Exercise description → What is needed here is an exact repetition of the records below, beginning at the line that has "- Added util" and stopping after the line that has "Build passed: http://builds.cask.co/browse/CDAP-DUT1378-3".

Records →
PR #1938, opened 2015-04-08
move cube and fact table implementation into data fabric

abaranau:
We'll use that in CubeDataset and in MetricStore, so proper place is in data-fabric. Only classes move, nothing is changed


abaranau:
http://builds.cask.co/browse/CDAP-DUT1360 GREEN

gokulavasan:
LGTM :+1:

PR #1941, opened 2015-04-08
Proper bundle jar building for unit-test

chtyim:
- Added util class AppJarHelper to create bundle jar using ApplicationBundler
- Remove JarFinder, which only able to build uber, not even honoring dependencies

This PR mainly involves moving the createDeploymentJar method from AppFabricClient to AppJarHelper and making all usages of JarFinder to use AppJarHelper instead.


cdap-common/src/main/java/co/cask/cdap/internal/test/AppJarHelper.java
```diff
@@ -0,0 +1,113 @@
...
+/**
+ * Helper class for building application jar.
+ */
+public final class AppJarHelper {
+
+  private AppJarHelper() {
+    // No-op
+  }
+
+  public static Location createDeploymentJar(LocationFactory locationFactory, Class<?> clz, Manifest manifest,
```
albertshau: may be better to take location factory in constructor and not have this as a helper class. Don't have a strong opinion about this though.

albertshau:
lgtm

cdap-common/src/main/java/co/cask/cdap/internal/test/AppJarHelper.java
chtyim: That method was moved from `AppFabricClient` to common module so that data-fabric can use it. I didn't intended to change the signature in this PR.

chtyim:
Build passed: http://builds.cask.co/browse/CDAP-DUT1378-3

...

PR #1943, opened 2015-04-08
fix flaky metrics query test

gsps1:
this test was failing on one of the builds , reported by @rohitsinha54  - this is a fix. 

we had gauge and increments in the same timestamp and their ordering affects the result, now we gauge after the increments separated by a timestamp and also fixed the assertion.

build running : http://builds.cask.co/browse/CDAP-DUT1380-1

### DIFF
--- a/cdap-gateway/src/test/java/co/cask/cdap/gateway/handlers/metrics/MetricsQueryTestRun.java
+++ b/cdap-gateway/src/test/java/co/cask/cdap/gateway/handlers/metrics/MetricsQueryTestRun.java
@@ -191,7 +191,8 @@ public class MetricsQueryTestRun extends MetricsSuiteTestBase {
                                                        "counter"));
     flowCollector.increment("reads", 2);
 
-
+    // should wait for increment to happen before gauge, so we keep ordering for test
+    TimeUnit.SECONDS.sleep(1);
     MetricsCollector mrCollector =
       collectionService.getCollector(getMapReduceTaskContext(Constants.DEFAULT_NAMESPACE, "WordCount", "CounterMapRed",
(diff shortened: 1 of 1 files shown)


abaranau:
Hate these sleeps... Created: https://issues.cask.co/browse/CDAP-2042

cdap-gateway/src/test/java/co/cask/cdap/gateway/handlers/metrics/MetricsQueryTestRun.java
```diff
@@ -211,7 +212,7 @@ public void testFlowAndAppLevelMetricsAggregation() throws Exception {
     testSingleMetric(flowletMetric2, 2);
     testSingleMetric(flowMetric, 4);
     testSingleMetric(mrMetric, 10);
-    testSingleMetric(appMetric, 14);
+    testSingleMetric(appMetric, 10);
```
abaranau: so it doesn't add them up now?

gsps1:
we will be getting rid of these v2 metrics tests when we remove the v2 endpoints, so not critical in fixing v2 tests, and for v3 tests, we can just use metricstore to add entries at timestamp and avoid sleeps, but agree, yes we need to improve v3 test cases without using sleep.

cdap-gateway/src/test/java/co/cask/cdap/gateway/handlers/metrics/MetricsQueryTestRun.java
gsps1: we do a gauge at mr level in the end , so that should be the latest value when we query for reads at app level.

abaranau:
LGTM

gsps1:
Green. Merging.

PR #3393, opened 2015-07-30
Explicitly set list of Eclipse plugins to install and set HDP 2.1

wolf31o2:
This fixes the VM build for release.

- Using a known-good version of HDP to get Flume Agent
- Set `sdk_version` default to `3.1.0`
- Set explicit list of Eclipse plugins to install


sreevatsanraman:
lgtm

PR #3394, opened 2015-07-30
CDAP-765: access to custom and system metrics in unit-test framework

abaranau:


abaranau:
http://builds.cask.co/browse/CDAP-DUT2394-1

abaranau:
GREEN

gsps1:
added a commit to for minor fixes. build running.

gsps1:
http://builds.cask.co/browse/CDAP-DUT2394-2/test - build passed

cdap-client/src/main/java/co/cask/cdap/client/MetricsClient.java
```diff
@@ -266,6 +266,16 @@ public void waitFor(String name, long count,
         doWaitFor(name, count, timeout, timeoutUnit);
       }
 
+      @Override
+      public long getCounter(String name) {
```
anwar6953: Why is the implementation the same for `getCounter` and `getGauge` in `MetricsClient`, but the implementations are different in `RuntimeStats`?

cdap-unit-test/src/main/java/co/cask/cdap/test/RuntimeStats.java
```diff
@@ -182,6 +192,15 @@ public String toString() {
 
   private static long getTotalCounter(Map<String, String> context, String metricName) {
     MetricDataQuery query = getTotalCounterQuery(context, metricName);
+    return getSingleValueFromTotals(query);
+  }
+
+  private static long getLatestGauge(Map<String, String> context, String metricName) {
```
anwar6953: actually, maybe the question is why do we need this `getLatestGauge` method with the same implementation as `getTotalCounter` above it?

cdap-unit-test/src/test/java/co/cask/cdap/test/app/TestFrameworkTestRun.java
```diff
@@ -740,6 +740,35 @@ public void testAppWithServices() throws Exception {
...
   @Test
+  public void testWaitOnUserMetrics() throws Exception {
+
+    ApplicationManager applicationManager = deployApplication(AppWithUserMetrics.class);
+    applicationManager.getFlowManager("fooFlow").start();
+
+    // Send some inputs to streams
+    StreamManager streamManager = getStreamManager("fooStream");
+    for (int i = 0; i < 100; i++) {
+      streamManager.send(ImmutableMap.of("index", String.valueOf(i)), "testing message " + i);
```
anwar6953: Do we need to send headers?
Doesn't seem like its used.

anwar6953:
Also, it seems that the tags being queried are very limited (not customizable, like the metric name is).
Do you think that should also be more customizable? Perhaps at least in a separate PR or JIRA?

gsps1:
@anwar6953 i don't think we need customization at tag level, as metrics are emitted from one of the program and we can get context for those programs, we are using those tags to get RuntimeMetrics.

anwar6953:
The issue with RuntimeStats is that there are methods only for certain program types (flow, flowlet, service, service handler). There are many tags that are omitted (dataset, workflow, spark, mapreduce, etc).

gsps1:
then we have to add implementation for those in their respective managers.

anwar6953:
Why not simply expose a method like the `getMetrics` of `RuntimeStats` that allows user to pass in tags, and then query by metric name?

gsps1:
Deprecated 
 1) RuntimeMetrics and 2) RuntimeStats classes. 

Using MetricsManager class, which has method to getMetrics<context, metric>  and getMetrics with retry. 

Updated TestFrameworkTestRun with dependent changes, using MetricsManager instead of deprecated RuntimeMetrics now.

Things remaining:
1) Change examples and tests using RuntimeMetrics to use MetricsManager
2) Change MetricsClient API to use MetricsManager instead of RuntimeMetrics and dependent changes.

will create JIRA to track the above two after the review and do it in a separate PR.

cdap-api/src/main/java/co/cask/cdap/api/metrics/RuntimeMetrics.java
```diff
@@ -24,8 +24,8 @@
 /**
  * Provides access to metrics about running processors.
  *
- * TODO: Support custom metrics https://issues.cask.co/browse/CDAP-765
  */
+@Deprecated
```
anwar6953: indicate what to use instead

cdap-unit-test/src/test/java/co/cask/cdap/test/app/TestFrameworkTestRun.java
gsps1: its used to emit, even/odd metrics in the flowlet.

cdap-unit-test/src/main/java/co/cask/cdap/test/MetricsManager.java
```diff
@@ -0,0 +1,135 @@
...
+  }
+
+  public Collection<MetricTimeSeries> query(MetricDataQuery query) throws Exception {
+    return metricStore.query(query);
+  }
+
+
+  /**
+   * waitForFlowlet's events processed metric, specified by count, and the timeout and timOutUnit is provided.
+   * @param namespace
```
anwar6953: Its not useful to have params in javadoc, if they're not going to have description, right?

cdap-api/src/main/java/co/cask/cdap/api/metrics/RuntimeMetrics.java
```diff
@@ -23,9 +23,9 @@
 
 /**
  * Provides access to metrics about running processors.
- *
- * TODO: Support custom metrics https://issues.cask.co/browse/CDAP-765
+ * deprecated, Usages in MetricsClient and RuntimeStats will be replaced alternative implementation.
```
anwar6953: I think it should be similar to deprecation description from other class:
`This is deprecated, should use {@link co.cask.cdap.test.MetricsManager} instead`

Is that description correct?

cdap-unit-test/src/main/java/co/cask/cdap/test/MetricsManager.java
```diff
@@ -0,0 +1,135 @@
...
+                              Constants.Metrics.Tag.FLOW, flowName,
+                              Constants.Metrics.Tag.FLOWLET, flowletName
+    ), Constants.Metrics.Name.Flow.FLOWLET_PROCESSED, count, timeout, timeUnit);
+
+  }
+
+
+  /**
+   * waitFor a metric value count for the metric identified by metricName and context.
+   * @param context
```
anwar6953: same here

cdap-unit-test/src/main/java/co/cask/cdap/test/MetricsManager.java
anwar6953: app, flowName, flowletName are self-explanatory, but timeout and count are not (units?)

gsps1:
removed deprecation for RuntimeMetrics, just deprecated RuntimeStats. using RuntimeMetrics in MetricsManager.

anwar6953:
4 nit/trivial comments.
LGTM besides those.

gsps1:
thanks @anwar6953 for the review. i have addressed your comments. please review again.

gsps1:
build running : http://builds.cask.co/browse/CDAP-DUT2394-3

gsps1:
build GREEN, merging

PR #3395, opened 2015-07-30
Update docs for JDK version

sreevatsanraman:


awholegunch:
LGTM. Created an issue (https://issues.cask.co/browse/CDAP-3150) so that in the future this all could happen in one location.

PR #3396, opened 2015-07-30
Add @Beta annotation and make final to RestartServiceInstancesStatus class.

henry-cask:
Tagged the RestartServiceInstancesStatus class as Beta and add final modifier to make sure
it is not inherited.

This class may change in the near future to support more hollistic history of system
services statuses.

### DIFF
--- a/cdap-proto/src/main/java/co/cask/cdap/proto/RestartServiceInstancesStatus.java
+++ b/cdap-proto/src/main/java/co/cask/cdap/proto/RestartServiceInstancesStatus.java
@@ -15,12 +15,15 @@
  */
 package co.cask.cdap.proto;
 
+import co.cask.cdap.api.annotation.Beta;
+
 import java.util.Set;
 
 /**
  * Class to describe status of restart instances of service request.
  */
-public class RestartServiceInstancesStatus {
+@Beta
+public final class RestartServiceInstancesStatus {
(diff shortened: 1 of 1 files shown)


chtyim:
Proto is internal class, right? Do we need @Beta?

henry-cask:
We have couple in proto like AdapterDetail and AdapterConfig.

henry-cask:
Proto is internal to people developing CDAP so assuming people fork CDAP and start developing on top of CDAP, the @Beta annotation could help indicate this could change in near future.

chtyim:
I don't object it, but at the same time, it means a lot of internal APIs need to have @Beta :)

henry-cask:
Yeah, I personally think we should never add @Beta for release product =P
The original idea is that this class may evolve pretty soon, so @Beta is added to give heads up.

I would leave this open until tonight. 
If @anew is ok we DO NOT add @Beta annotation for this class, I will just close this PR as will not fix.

==

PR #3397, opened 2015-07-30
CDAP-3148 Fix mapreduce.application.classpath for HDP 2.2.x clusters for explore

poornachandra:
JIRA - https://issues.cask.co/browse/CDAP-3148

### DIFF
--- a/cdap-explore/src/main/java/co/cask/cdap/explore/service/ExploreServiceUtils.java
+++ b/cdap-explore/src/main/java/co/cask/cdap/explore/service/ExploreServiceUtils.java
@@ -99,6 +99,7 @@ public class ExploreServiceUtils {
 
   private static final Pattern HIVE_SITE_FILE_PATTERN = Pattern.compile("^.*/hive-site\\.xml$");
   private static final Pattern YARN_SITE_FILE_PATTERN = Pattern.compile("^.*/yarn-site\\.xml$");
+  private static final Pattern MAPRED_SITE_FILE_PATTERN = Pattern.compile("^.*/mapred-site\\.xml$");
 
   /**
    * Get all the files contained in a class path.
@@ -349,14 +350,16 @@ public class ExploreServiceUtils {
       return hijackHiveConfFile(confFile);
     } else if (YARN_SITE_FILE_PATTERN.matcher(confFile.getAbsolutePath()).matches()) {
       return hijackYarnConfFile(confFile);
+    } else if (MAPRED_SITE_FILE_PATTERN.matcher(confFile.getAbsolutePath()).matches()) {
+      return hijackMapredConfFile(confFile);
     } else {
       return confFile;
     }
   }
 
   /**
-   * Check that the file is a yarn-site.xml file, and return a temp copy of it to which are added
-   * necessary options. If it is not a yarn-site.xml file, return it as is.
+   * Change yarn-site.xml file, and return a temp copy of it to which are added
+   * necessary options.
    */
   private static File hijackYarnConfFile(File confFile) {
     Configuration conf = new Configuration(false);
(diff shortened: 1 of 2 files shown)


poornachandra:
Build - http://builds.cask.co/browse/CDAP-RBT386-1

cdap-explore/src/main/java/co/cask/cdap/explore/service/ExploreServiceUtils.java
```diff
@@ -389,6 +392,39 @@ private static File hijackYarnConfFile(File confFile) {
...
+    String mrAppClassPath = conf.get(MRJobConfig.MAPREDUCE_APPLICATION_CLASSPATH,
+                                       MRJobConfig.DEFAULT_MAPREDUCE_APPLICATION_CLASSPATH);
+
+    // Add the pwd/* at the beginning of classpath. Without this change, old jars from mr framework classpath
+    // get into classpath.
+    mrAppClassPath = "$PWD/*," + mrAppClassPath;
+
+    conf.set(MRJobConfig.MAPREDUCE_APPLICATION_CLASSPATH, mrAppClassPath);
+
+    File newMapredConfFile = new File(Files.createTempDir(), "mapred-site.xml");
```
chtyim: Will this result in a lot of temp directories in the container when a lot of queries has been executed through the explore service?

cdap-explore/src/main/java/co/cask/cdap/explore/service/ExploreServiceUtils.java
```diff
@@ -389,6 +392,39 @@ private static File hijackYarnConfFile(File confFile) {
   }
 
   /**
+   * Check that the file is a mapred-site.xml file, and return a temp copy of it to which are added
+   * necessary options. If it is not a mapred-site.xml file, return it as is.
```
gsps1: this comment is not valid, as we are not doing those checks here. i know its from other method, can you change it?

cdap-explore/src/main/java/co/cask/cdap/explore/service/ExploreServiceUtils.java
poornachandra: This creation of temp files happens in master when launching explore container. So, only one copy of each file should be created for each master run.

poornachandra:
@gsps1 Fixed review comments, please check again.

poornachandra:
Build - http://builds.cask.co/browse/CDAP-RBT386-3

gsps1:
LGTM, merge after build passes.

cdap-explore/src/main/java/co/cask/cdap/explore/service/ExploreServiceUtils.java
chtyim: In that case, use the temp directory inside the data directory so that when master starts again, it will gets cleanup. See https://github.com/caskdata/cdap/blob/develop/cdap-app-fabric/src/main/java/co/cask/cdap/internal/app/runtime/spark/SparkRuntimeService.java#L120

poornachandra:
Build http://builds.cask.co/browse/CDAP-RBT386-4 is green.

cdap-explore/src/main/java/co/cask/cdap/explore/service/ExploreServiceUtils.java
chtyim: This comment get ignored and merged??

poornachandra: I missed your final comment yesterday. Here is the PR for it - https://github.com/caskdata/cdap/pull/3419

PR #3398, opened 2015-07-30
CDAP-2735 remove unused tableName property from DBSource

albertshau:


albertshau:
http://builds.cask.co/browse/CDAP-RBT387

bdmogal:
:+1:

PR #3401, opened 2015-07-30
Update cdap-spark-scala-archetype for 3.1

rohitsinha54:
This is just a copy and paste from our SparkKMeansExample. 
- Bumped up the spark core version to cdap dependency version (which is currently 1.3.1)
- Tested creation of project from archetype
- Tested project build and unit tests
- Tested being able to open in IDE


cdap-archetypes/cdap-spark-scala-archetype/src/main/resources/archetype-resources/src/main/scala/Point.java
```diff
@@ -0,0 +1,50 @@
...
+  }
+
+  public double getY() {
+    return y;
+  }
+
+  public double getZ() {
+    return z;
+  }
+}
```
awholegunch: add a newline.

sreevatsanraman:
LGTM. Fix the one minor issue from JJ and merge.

Expected output →
- Added util class AppJarHelper to create bundle jar using ApplicationBundler
- Remove JarFinder, which only able to build uber, not even honoring dependencies

This PR mainly involves moving the createDeploymentJar method from AppFabricClient to AppJarHelper and making all usages of JarFinder to use AppJarHelper instead.


cdap-common/src/main/java/co/cask/cdap/internal/test/AppJarHelper.java
```diff
@@ -0,0 +1,113 @@
...
+/**
+ * Helper class for building application jar.
+ */
+public final class AppJarHelper {
+
+  private AppJarHelper() {
+    // No-op
+  }
+
+  public static Location createDeploymentJar(LocationFactory locationFactory, Class<?> clz, Manifest manifest,
```
albertshau: may be better to take location factory in constructor and not have this as a helper class. Don't have a strong opinion about this though.

albertshau:
lgtm

cdap-common/src/main/java/co/cask/cdap/internal/test/AppJarHelper.java
chtyim: That method was moved from `AppFabricClient` to common module so that data-fabric can use it. I didn't intended to change the signature in this PR.

chtyim:
Build passed: http://builds.cask.co/browse/CDAP-DUT1378-3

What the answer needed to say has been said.